The Bank of Russia has announced that it will maintain the current macroprudential limits (MPLs) on unsecured consumer loans and microloans for the second quarter of 2025. These parameters remain unchanged from those set in the first quarter of 2025.
The decision was made after considering the expansion of high-risk unsecured consumer loans by banks during the first three quarters of 2024. To address this, the Bank of Russia had previously tightened its macroprudential policy by increasing risk-weight add-ons in July and September 2024 and reducing loan limits for highly indebted borrowers. This led to an improvement in lending structure, with a decrease in new unsecured consumer loans with debt service-to-income (DSTI) ratios over 50%, dropping from 60% in Q2 2023 to 26% in Q4 2024. Additionally, banks have accumulated a ₽827 billion macroprudential buffer on consumer loans, equating to 6.5% of their consumer loan portfolio, which can be used to cover potential losses.
Due to these measures and worsened debt servicing on earlier issued loans, banks have increased their requirements for new borrowers. Consequently, approval rates decreased significantly: from 29% in Q3 2023 to 17% in Q4 2024 for cash loans and from 29% to 22% for credit cards.

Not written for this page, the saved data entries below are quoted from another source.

PR #1045, opened 2024-11-26
test: Fix e2e docker writing files as root on Linux

mattrunyon:
I think this only affects Linux from what I could find online.

Essentially, Docker creates volume directories as root if the directory doesn't exist on the host machine. It also runs and writes files as root, so even if you create the directory ahead of time, the files are still owned by root. This is really annoying if you run say `npm run e2e:docker` and then `npm run e2e:ui` to start in headed mode because running outside of Docker can't write to the directories it needs to. You then need to `sudo rm -r test-results playwright-report` and possibly some snapshot files at times if you change tests.

This should fix all of that and offer a prompt to fix the directories if they aren't owned by you when you run with Docker. After that, snapshots should work smoothly and write all the files as your user instead of root.

### DIFF
--- a/tests/Dockerfile
+++ b/tests/Dockerfile
@@ -2,8 +2,15 @@
 
 # Dockerfile for running and updating snapshots locally and on CI
 FROM mcr.microsoft.com/playwright:v1.44.1-jammy AS playwright
+ARG UID=0
+ARG GID=0
+# Set user so it owns the work directory
+# Without this, we need to run snapshots as root and results are written as root
+USER ${UID}:${GID}
 WORKDIR /work/
 
+# Reset to root user to install packages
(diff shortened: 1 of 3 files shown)


mofojed (approved):

mofojed (changes requested):
Just removing my approval as there's some issues on Mac

mattrunyon:
Closing as I don't have any plans to fix this right now. Seems to only be an annoyance on Linux

mofojed:
In case anyone comes back to this ticket wondering how to resolve this issue - we should be running docker in rootless mode on Ubuntu, and then this issue does not occur. Instructions: https://docs.docker.com/engine/security/rootless/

The most notable decline occurred in Q4 2024.
With stricter borrower criteria imposed by banks, growth in unsecured consumer loans halted, resulting in a decrease of outstanding loans by 0.3% in January 2025 and by 1.9% in December 2024.
In contrast, microfinance organizations (MFOs) saw continued growth in outstanding loan amounts—up by +14% in Q4 compared to +10% in Q3 of 2024—though still accounting for less than four percent of all outstanding consumer loans.
The Bank of Russia has decided to retain existing MPL parameters for Q2 due to banks independently tightening borrower criteria and limiting high-risk loan provisions, alongside the non-threatening increase in MFO loan volumes regarding financial stability.
Future MPL values for Q3 will be determined by the Bank based on credit quality changes, household debt burdens, and lending standards as assessed by April 2025.